If someone tells you you can stay for ever, then puts you in a room with old Blu-tack marks made by some kid who doesn't live there any more, that tells you everything you need to know.

DANIEL

Jim left me upstairs to unpack, but I didn't. I stayed upstairs for about two seconds, and then I came back down. I hate being on my own. I hate it more than anything. I'd rather be screamed and shouted at than ignored.

There was another staircase at my end of the corridor. It was bigger than the creepy little stairs we'd come up, but not by much. On the landing was a black-and-white photo of an old woman. She looked really old; Victorian or something. She had white hair and wrinkles and she wore a bonnet. She was staring straight into the camera and scowling at me like she hated me. I
definitely
hated her. She looked just like my old foster mother, Violet, who was evil, evil, evil.

Stare all you like, evil woman,
I don't care
,
I thought. But I did care.

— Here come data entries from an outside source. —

PR #3076, opened 2019-11-01
Enables Adv. Auth for iOS13 & 12, adv auth nav bug & rest client property access

trooper2013:
We do not need the preprocessor checks for min version of iOS.

### DIFF
--- a/libs/SalesforceSDKCore/SalesforceSDKCore/Classes/Extensions/RestClient.swift
+++ b/libs/SalesforceSDKCore/SalesforceSDKCore/Classes/Extensions/RestClient.swift
@@ -38,11 +38,9 @@ public enum RestClientError: Error {
 }
 
 public struct RestResponse {
-    private static let emptyJsonDictionaryArrayResponse = [String: Any]()
-    private static let emptyJsonArrayResponse = [[String: Any]]()
     private static let emptyStringResponse = ""
     private (set) var data: Data
-    private (set) var urlResponse: URLResponse
+    public private (set) var urlResponse: URLResponse
     
     /// Initializes the RestResponse with a Data object and URLResponse
     /// - Parameter data: Response as raw Data
--- a/libs/SalesforceSDKCore/SalesforceSDKCore/Classes/OAuth/SFSDKAuthRootController.h
+++ b/libs/SalesforceSDKCore/SalesforceSDKCore/Classes/OAuth/SFSDKAuthRootController.h
@@ -31,10 +31,6 @@
  */
 
 #import "SFSDKRootController.h"
-
-#if __IPHONE_OS_VERSION_MIN_REQUIRED >= 130000
+#import <AuthenticationServices/AuthenticationServices.h>
 @interface SFSDKAuthRootController : SFSDKRootController <ASWebAuthenticationPresentationContextProviding>
-#else
-@interface SFSDKAuthRootController : SFSDKRootController
-#endif
 @end
--- a/libs/SalesforceSDKCore/SalesforceSDKCore/Classes/OAuth/SFSDKAuthRootController.m
+++ b/libs/SalesforceSDKCore/SalesforceSDKCore/Classes/OAuth/SFSDKAuthRootController.m
@@ -26,17 +26,9 @@ WAY OUT OF THE USE OF THIS SOFTWARE, EVEN IF ADVISED OF THE POSSIBILITY OF SUCH 
 */
 
 #import "SFSDKAuthRootController.h"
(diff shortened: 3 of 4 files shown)


libs/SalesforceSDKCore/SalesforceSDKCore/Classes/OAuth/SFSDKAuthRootController.h
```diff
@@ -31,10 +31,6 @@
  */
 
 #import "SFSDKRootController.h"
-
-#if __IPHONE_OS_VERSION_MIN_REQUIRED >= 130000
+#import <AuthenticationServices/AuthenticationServices.h>
 @interface SFSDKAuthRootController : SFSDKRootController <ASWebAuthenticationPresentationContextProviding>
```
wmathurin: Does this build on iOS 12?
Before the if def, I had a cast in the @available link but no reference to iOS 13 classes otherwise.

trooper2013: Yes I was able to build it for for iOS 12.

wmathurin: And no runtime issue?

trooper2013: Compiles and runs in both.

wmathurin: How come the compiler does not complain? ASWebAuthenticationPresentationContextProviding is only available on iOS 13.

libs/SalesforceSDKCore/SalesforceSDKCore/Classes/Extensions/RestClient.swift
```diff
@@ -38,11 +38,9 @@ public enum RestClientError: Error {
 }
 
 public struct RestResponse {
-    private static let emptyJsonDictionaryArrayResponse = [String: Any]()
-    private static let emptyJsonArrayResponse = [[String: Any]]()
     private static let emptyStringResponse = ""
     private (set) var data: Data
```
qingqingliu: @trooper2013 , we need to the same for the data property above to expose the data with public private(set)

libs/SalesforceSDKCore/SalesforceSDKCore/Classes/OAuth/SFSDKAuthRootController.m
```diff
@@ -26,17 +26,9 @@
...
 
 #import "SFSDKAuthRootController.h"
-#import <AuthenticationServices/AuthenticationServices.h>
 
 @implementation SFSDKAuthRootController
-
-/**
-  Implementating  ASWebAuthenticationPresentationContextProviding so that ASWebAuthenticationSession can be started from the window
- */
-#if __IPHONE_OS_VERSION_MIN_REQUIRED >= 130000
```
qingqingliu: @trooper2013 , we are using deployment target to check? not the actual OS version? Is that actually the proper way to to do this?

libs/SalesforceSDKCore/SalesforceSDKCore/Classes/Security/SFUserAccountManager.m
```diff
@@ -1861,14 +1861,12 @@ - (void)presentLoginView:(SFSDKAuthViewHolder *)viewHandler {
             }];
         }
         else {
-#if __IPHONE_OS_VERSION_MIN_ALLOWED >= 130000
```
qingqingliu: @trooper2013, thanks for making this change. I am not sure why if using __IPHONE_OS_VERSION_MIN_ALLOWED >= 130000 to do conditional logic based on deployment target is the right thing to do in general, should we do an inventory to see if we should remove from other places?

libs/SalesforceSDKCore/SalesforceSDKCore/Classes/Extensions/RestClient.swift
trooper2013: there's an api already for that. asData()

libs/SalesforceSDKCore/SalesforceSDKCore/Classes/Security/SFUserAccountManager.m
trooper2013: @qingqingliu These are the only special cases.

Just looking at her made me remember horrible things, like what it felt like to be hated, and what it felt like to be small and completely in someone's power. It was as though the woman in the photo was made up of the worst parts of all the worst people I'd ever lived with: my mum, and Violet, and all those temporary homes where they just wanted rid of me as soon as possible.

I could
feel
the hatred coming out of the photograph, and it made me not-at-all-happy about this new family. Why did they have a picture of this woman on their wall? Was she a friend? A relation? Was she going to come and visit? I'd sort of hoped that a friend of Liz's might be OK. But a woman like Violet was a real problem. Could Victorian people still be alive nowadays, or was it too long ago? I moved schools so much, I kept missing the Victorians. I knew they were older than The Beatles, and spitfires, but I wasn't sure if that meant they were all dead. Paul McCartney wasn't.

I went downstairs. Carole and Jim were in the kitchen, drinking tea and talking about me. Harriet was drinking squash.

“Hello, Olivia,” said Carole. “Unpacked already? That was quick.” I scowled at her. Daniel laughed.

“Dad, can we show Olivia outside?”

“Yeah!” said Harriet. She waved her hook enthusiastically. “Come and meet the pig! And the goats!”

“Go on, then,” said Jim.

“I expect I'll be gone when you get back,” said Carole.

I shrugged.

“Goodbye?” she said. “Thanks for bringing me?”

I gave another shrug. “See you,” I said, not looking at her. Then I went out the kitchen door, pushing against her as I passed.